I eventually called my OB’s office and asked if I could get checked out due to the inconclusive pregnancy results. They said they could not see me until my annual exam so I begged them to refer me to a fertility specialist. I knew something was wrong just based on my cycles and not having “peak days” each month. When the fertility clinic called, they said that their main physician had a 9 month waiting list.  I was getting that sinking feeling of hopelessness again when they told me that there was a new physician in their office who could see me in a few weeks! They mailed out a packet with a bunch of tests that both Chad and I would need to have done before our appointment.

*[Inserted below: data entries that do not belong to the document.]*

PR #1440, opened 2024-05-17
Add language dropdown

dnoneill:
# Why was this change made? 🤔
add language dropdown

browser + rspec


app/controllers/batch_contexts_controller.rb
```diff
@@ -15,9 +15,10 @@ def new
     )
   end
 
-  # rubocop:disable Metrics/AbcSize
+  # rubocop:disable Metrics/AbcSize, Metrics/CyclomaticComplexity, Metrics/PerceivedComplexity
   def create
     params = batch_contexts_params
+    params[:ocr_languages] ||= []
```
peetucket, line 22: is this because it will be nil if not entered at all and we want an empty array?

peetucket (commented):
Recommend you deploy this branch to QA (if you haven't already) and then run the new OCR integration test.  This will let you ensure the workflow variable is being set correctly (by inspecting it in Argo).  

Also be good for Andrew and Alan to review.

peetucket:
@dnoneill can you deploy to this QA and get sign off from @andrewjbtw when available?

app/controllers/batch_contexts_controller.rb
dnoneill: Correct.

peetucket (approved):
Approved pending additional PO testing on qa

app/views/batch_contexts/_new_bc_form.erb
```diff
@@ -45,6 +45,36 @@
...
             </div>
+            <div class="ocr-language d-none" data-ocr-target="ocrLanguageWrapper">
+                <div class="dropdown w-100 mb-3 d-inline-block" data-action="click@window->ocr#clickOutside">
+                    <div data-ocr-target="ocrDropdown">
+                        <div>Content language</div>
+                        <div class="border rounded ocr-search-bar d-flex">
+                            <button aria-label="toggle dropdown" aria-hidden="true" class="btn btn-link text-secondary" data-action="click->ocr#languageDropdown" aria-label="">
+                                <i class="fas fa-search"></i>
+                            </button>
+                            <input data-action="input->ocr#search focus->ocr#languageDropdown" aria-label="Search avaliable Abbyy languages" />
```
peetucket, line 56: typo `Search avaliable Abbyy languages` => `Search avalaible Abbyy languages`

app/views/batch_contexts/_new_bc_form.erb
```diff
@@ -45,6 +45,36 @@
                     See <%= link_to 'https://uit.stanford.edu/accessibility/guides/pdf'%></p>
                 </div>
             </div>
+            <div class="ocr-language d-none" data-ocr-target="ocrLanguageWrapper">
+                <div class="dropdown w-100 mb-3 d-inline-block" data-action="click@window->ocr#clickOutside">
+                    <div data-ocr-target="ocrDropdown">
+                        <div>Content language</div>
+                        <div class="border rounded ocr-search-bar d-flex">
+                            <button aria-label="toggle dropdown" aria-hidden="true" class="btn btn-link text-secondary" data-action="click->ocr#languageDropdown" aria-label="">
```
peetucket, line 53: can we get an id on this button?  it'll make it possible to test via capybara in the integration tests (I think we need to click this to get the checkboxes to show up)

peetucket (changes requested):

app/views/batch_contexts/_new_bc_form.erb
dnoneill: This should work find('button[aria-label=toggle dropdown]').click

peetucket: Ok, though I had to do this : `first('button[aria-label="toggle dropdown"]').click` to deal with the multiple aria-label names and also the fact that there are multiple elements with those labels.  It's also a bit more brittle than a unique ID (if a new element matching this selector gets added above this one in the form, it will break)

peetucket (approved):

PR #1447, opened 2024-05-20
Set new attributes for XML and PDF OCR files

### LINKED ISSUE #1441: Set the "correctedForAccessibility" attribute in cocina when setting the transcription role
Blocked by sul-dlss/cocina-models#705

Somewhere in the accessioning process, we set the "transcription" role for files in cocina when the user tells us in pre-assembly they have provided OCR via the processing configuration.

1. Find this spot.
2. In this same spot, we also need to set the new "correctedForAccessibility" file level attribute when the user has selected this option in pre-assembly (which will be available in workflow variables)

Ref May 16 notes: https://docs.google.com/document/d/1ADOY6Mr9pwVf2EUr2wb-dt8_KVUBxMSksrrcY5Qqi5o/edit#heading=h.8u9choka43a

### LINKED ISSUE #1442: Set transcription role for PDFs
See sul-dlss/pre-assembly#1441 

Somewhere in accessioning we set the transcription role for image OCR.  We should do this for PDF OCR as well (when the user tells us they have provided manually corrected OCR.

Ref May 16 notes: https://docs.google.com/document/d/1ADOY6Mr9pwVf2EUr2wb-dt8_KVUBxMSksrrcY5Qqi5o/edit#heading=h.8u9choka43a

peetucket:
# Why was this change made? 🤔

Fixes #1442 and fixes #1441

Currently, we set `role = transcription` when the user selects "Group by filename (with pre-existing ocr)"  processing configuration for any XML files, but do nothing for PDF files.

This PR makes the following changes:
- If the user selects the "Group by filename (with pre-existing ocr)" processing configuration, this will set the `role = transcription` attribute for any PDF file in the object (in addition to XML).
- If the user also indicates that they are providing manually corrected OCR via the new radio button, this will also set the `correctedForAccessibility` attribute for any XML or PDF files in the object.

New specs and existing specs


app/lib/pre_assembly/from_staging_location/file_set_builder.rb
```diff
@@ -27,7 +27,7 @@ def build
         when :filename, :filename_with_ocr # one resource per distinct filename (excluding extension)
           build_for_filename
         else
-          raise 'Invalid processing_configuration: must be :default or :filename'
+          raise 'Invalid processing_configuration: must be :default, :filename, or :filename_with_ocr'
         end
```
peetucket, line 31: oversight in this message we will probably never hit since it is internal use only, but there is another option not accounted for in the error message, so just making it consistent

app/lib/pre_assembly/digital_object.rb
```diff
@@ -169,7 +169,8 @@ def build_from_staging_location(objects:, processing_configuration:, reading_ord
       FromStagingLocation::StructuralBuilder.build(cocina_dro: existing_cocina_object,
                                                    filesets:,
                                                    all_files_public: batch.batch_context.all_files_public?,
-                                                   reading_order:)
+                                                   reading_order:,
+                                                   manually_corrected_ocr: batch.batch_context.manually_corrected_ocr)
     end
```
peetucket, line 174: we need to know this new attribute in the class since it can affect how structural  is built

app/lib/pre_assembly/from_staging_location/structural_builder.rb
```diff
@@ -8,20 +8,23 @@ class StructuralBuilder
...
             cocina_dro:,
             reading_order:,
-            all_files_public:).build
+            all_files_public:,
+            manually_corrected_ocr:).build
       end
 
-      def initialize(filesets:, cocina_dro:, all_files_public:, reading_order: nil)
+      def initialize(filesets:, cocina_dro:, all_files_public:, reading_order:, manually_corrected_ocr:)
         @filesets = filesets
```
peetucket, line 21: note: nobody uses initialize except for `.build` above, and it already sets all the available defaults, no need to set here again (e.g. for `reading_order`)

peetucket:
Note: this changes one of the fixtures files to be an actual PDF file with the correct mimetype (previously it was actually a text file with a .pdf extension, which was messing up my new tests which build structural based on mimetype).

andrewjbtw:
I think this makes sense.

edsu (approved):

PR #1453, opened 2024-05-22
remove book order UI option and get from cocina

### LINKED ISSUE #1451: Investigate if book ordering (ltr, rtl) matters in pre-assembly
We currently allow users to select two different types of book options in pre-assembly, but this may not matter anymore, since object with viewing order have already been registered in argo by the time the user gets to pre-assembly.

I will say that some of those tests were less than pleasant, but my greatest fear was that they wouldn’t find anything wrong! I wanted to feel validated somehow that there was something causing all of the pain! Ironically, I got my answer from the first set of blood work that was done prior to that appointment! My PCP’s office called with the results and said that my testosterone levels were high, but that was because of the PCOS. That was the first time I had ever heard the term PCOS, and I think my life changed in that moment! I asked the nurse for more information, and she said “oh, you have not been told you have PCOS before?” I said “no!”. So she said she would have to talk to the doctor and then later came back and told me to just wait and discuss it with the fertility specialist. So there I was, in limbo with a possible diagnosis and a possible answer to our problems. Another test I had before our appointment revealed that I also had a blocked right fallopian tube.

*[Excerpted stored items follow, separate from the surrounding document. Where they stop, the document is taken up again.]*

PR #1455, opened 2024-05-23
adjust tests to not use invalid processing configuration/content types

### LINKED ISSUE #1452: Fix specs to not use invalid processing configurations
See https://docs.google.com/document/d/1ScvlgCI-YhyV2LaaDLTVOWTvuGe4bM1tmgzVbAHTDw8/edit#heading=h.1itvjzsh0nue

This design spec shows that when certain content structure/types are chosen, only certain processing configurations are available.  ~~We need additional model level validations on `BatchContext` to prevent users from submitting invalid combinations.~~ #1458 will remove the ability to choose processing configuration since we can set by content type.  But we should fix the specs to better align with reality.

peetucket:
# Why was this change made? 🤔

Fixes #1452 

Based on https://docs.google.com/document/d/1ScvlgCI-YhyV2LaaDLTVOWTvuGe4bM1tmgzVbAHTDw8/edit#heading=h.1itvjzsh0nue, certain content types require certain processing configurations.

UI changes in #1458 will remove the processing configuration option and set automatically based on content type

One important note is that the batch_context factory used in many of the tests sets up an invalid situation ("image" with "default").  The factory had to change to "group by filename", which then changed expectations throughout to match.  This better aligns with real world usage.

Localhost and spec


app/models/batch_context.rb
```diff
@@ -188,6 +189,22 @@ def verify_staging_location_path
...
+    errors.add(:processing_configuration, "must be 'Default' for #{content_structure.titleize} content type") if only_default_processing_configuration? && processing_configuration != 'default'
+  end
+
+  def only_default_processing_configuration?
+    %w[document file geo media 3d webarchive_seed].include?(content_structure)
+  end
+
+  def only_group_by_filename_processing_configuration?
+    %w[simple_image simple_book maps].include?(content_structure) && using_file_manifest.blank?
+  end
```
peetucket, line 206: really we should have `simple_book_rtl` here too, but that is going away here: https://github.com/sul-dlss/pre-assembly/pull/1453

spec/features/discovery_report/file_manifest_book_spec.rb
```diff
@@ -36,6 +36,7 @@
     fill_in 'Project name', with: project_name
     select 'Discovery Report', from: 'Job type'
     fill_in 'Staging location', with: staging_location
+    select 'Book (ltr)', from: 'Content structure'
     select 'Default', from: 'Processing configuration'
```
peetucket, line 40: this is going to have to change to `Book` after this is merged

spec/lib/pre_assembly/digital_object_spec.rb
```diff
@@ -429,7 +422,7 @@ def add_object_files(extension:, num: 2, rel_path: '')
 
     describe 'book (rtl) structural metadata' do
       let(:cocina_type) { Cocina::Models::ObjectType.book }
-      let(:content_structure) { 'simple_book' }
+      let(:content_structure) { 'simple_book_rtl' }
```
peetucket, line 426: this is going to have to change a bit after https://github.com/sul-dlss/pre-assembly/pull/1453

spec/controllers/batch_contexts_controller_spec.rb
```diff
@@ -63,7 +63,7 @@
           bc = assigns(:batch_context)
           expect(bc.project_name).to eq 'Multimedia'
           expect(bc.content_structure).to eq 'simple_image'
-          expect(bc.processing_configuration).to eq 'default'
+          expect(bc.processing_configuration).to eq 'filename'
           expect(bc.staging_location).to eq 'spec/fixtures/multimedia'
```
peetucket, line 67: these changes are because the default batch_context factory now creates image content type with filename processing configuration (because "image / default" combo is now invalid)

spec/factories/batch_contexts.rb
```diff
@@ -18,14 +18,14 @@
...
       content_structure { 'simple_image' }
       project_name { 'Flat_Dir_Images' }
     end
 
     trait :folder_manifest do
       staging_location { 'spec/fixtures/obj_dirs_images' }
-      processing_configuration { 'default' }
+      processing_configuration { 'filename' }
       content_structure { 'simple_image' }
       project_name { 'FolderManifest' }
```
peetucket, line 30: as noted above, "image / default" combo is now invalid

spec/features/batch_context/globus_spec.rb
```diff
@@ -45,6 +47,8 @@
   it 'can create BatchContext with Globus destination path' do
     visit '/'
     fill_in 'Project name', with: "test-#{Time.now.to_i}"
+    select 'Image', from: 'Content structure'
+    select 'Group by filename', from: 'Processing configuration'
```
peetucket, line 52: we need to be sure to select a valid configuration combo here

spec/lib/pre_assembly/digital_object_spec.rb
```diff
@@ -7,7 +7,9 @@
 
   let(:pid) { 'druid:gn330dv6119' }
   let(:stager) { PreAssembly::CopyStager }
-  let(:bc) { create(:batch_context, staging_location: 'spec/fixtures/images_jp2_tif') }
+  let(:bc) { create(:batch_context, staging_location: 'spec/fixtures/images_jp2_tif', content_structure:, processing_configuration:) }
+  let(:processing_configuration) { 'filename' }
+  let(:content_structure) { 'simple_image' }
   let(:job_run) { create(:job_run, :preassembly, batch_context: bc) }
```
peetucket, line 13: changes in this spec to ensure we always use valid combination of content type and processing configuration and to better setup the batch context instead of mocking values later

edsu (approved):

So March finally came and we had our big appointment! I was nervously excited! They started with an ultrasound, and just like that my diagnosis was confirmed. My ovaries were filled with cysts. I had Polycystic Ovarian Syndrome. After reviewing all of my previous test results, he was also able to tell us that I had indeed suffered a miscarriage in December. Then he discussed the polyp that was blocking my fallopian tube.

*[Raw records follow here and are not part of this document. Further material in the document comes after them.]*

PR #1458, opened 2024-05-29
Restructure OCR selections on batch context form

### LINKED ISSUE #1450: Update pre-assembly form with new text and ordering
~~Blocked by #1451~~

Will be useful to have #1452 done first.  PR: #1455

OCR options and text have been changed.  This includes the ordering of fields, and make some fields conditional on previous selections.  

We need to make adjustments to text and stimulus controllers to match the new UI.

See https://docs.google.com/document/d/1ScvlgCI-YhyV2LaaDLTVOWTvuGe4bM1tmgzVbAHTDw8/edit#heading=h.lfkejdmithnz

So now that we knew a cause, we needed to decided on a treatment. The doctor laid out all of our options, including: Clomid, Metformin, surgery to fix the fallopian tube, and IUI. I think the idea of surgery was almost immediately thrown out. He did not recommend it, even though I would only be able to get pregnant every other month with it blocked. The surgery could create more scar tissue and would require some time to heal and recover before trying to get pregnant again. I personally was not ready to try the intrauterine insemination until we had looked at less invasive, less expensive options. So that left Clomid and Metformin. Clomid is a drug that increases the amount of hormones that support the growth and release of a mature egg. I had heard that you were limited to the amount of cycles that you could use Clomid on. I was hesitant to try it right off the bat and “waste our cycles”, so to speak. Metformin is a diabetes medication that can be used in women with PCOS to help process insulin and regulate menstrual cycles. So we decided to start with the Metformin until we had more time to review our options and process all of the overwhelming information!